(Интро)миссия (Лычев) - страница 59

Ну да ладно, всё это фигня. А вот Серёжка — это действительно класс! Стройный, высокий, с бездонными голубыми глазами, будто сошедший с обложки западного порножурнала. Руки пахнут сухой коноплей. Сегодня я ощущаю этот запах на любом участке его тела. Даже ТАМ он преследует меня. Классная ассоциация! Сосешь и представляешь во рту еще не зажженный „косяк“. Впрочем, это я уже преувеличиваю. Нельзя сделать папиросу с коноплей такой величины. И красоты. Это что-то! Я долго не решаюсь прикоснуться губами к телу, трепещущему каждой своей клеточкой. От одного только прикосновения оно тает в руках. Эрогенные зоны — везде. Счастливчик! Бесконечно долго тянутся минуты, а мы всё стоим, не решаясь начать. Я не могу. Мне кажется, я не имею права нарушить эту невинную совершенную чистоту и прелесть линий. Вчера не в счет — я был пьяный. Нерешительность постепенно переходит в извращенно-садистское желание помучить его. Пытка бездействием выводит его из себя. Он трясется от течки. Дышим друг другу в лицо. Даже в темноте умудряюсь различить голубизну его глаз. Их похотливый блеск манит, призывает к штурму. Еще немножко, и кто-нибудь из нас взорвется. Я начинаю считать про себя до ста, чтобы с последним числом впиться в его губы. Где-то на пятом десятке он делает это первым. Проходит несколько секунд, и я уже чувствую вкус и запах крови: мои губы не выдерживают столь решительного натиска. Вкус крови подстегивает меня, и вот он уже стонет от боли, сделанной ему сзади. Мне хочется причинять ему только боль, утопить его в ней. От нее он мгновенно улетает в заоблачные выси. Для него боль сильнее и лучше анаши. Серёжка становится настолько податливым и беспомощным, что я боюсь отпустить руки, держащие его, чтобы он не разбил себе голову. Я твердо решаю не выходить из него до рассвета. Первые лучи солнца действуют на Серёжку ободряюще, а я, наконец, испытываю чувство глубочайшего удовлетворения. Малыш даже не в состоянии говорить. Я с благодарностью целую это хрупкое создание. Чувствуя цейтнот, пытаюсь как можно быстрее дать ему возможность разрядиться. Его писька тоже торопится — и сливает. У Серёжки не поворачивается язык, чтобы попрощаться со мной. Его поднятая рука говорит мне: „До сегодня“, после чего я покидаю это царство сна и мужеложства.
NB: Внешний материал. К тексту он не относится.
PR #368, opened 2018-09-26
Getting rid of static constant in z/OS encoding

OldNavi:


src/main/java/org/jenkinsci/plugins/gitclient/CliGitAPIImpl.java
```diff
@@ -252,7 +252,8 @@ protected CliGitAPIImpl(String gitExe, File workspace, TaskListener listener, En
         this.listener = listener;
         this.gitExe = gitExe;
         this.environment = environment;
-        this.encoding = isZos() ? "IBM1047" : Charset.defaultCharset().toString();
+        this.encoding = isZos() && System.getProperty("ibm.system.encoding")!=null ?
```
MarkEWaite: I don't think that does what is needed in the rest of the file.

The rest of the file acts as though this.encoding is the String representation of a Charset name, yet this assignment will cause `this.encoding` to be assigned the value `true` on zOS and `false` on all other platforms (at least as far as I can tell).

I assume that methods which are using `encoding` continue to pass the unit tests because the called methods default to the system encoding when they detect an unrecognized encoding character set.

Please retain the prior meaning of this.encoding, since it is used in other places in the file.

OldNavi: Mmm... tertiary operations should take precedence if i'm not mistaken
image
image

OldNavi: but agree, better to rewrite for readability

MarkEWaite:
Ah, you're absolutely correct.  I misread the ternary operator use in my attempt to quickly review the code.

PR #370, opened 2018-09-30
Depend on Jenkins 2.107.3 and test 2.121.3

MarkEWaite:
Jenkins 2.121.3 is the most recent 2.121 release.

День был дурацкий. Ко мне постоянно приставала старшая сестра, которая только и делала, что ходила по палатам и следила за тем, чтобы никто не лежал поверх одеял. А я назло ей делал именно так. Она пожаловалась Буденному, но тот меня не тронул. Правильно: не трогай фекалии — они и вонять не будут. А то ведь в обморок упаду. К тому же я и так близок к этому состоянию — устал до безобразия. Конечно, Серёжка хороший, но так истязать себя больше не хочу. Такое впечатление, будто десять дней подряд носил кирпичи. Это пока единственное, с чем я могу сравнить что-то утомительное. Да, кирпичи… Страшная ассоциация. Олег… Его больше нет, а я здесь с головой в блядстве. А что еще делать? Думая о Серёжке, я забываю об Олеге. Мысли о первом спасительны тем, что я не думаю о втором. Может, именно поэтому я стремлюсь как можно быстрее убежать ночью через забор? Смыться от своих мыслей, самых тягостных, самых страшных, очень непросто. Когда возвращаешься в свою кровать, невольно мысленно оказываешься в Минске. Будь проклято всё то, что связано с этим городом, с госпиталем, с армией! Скорее бы прошла эта неделя! Дома я забуду обо всём. Проснусь утром и сочту всё сном. Сны забываются быстрее, потому что происходящее в них не проходит через душу, через сердце. Мозг мой настолько глупо устроен, что позволяет тешить или стращать чем-то несуществующим. Не зря в английском и то, и другое называется одним словом. Dream'ы помогают отвлечься от реальности, но они никак ее не заменят, будь они самыми совершенными и радужными dream'ами.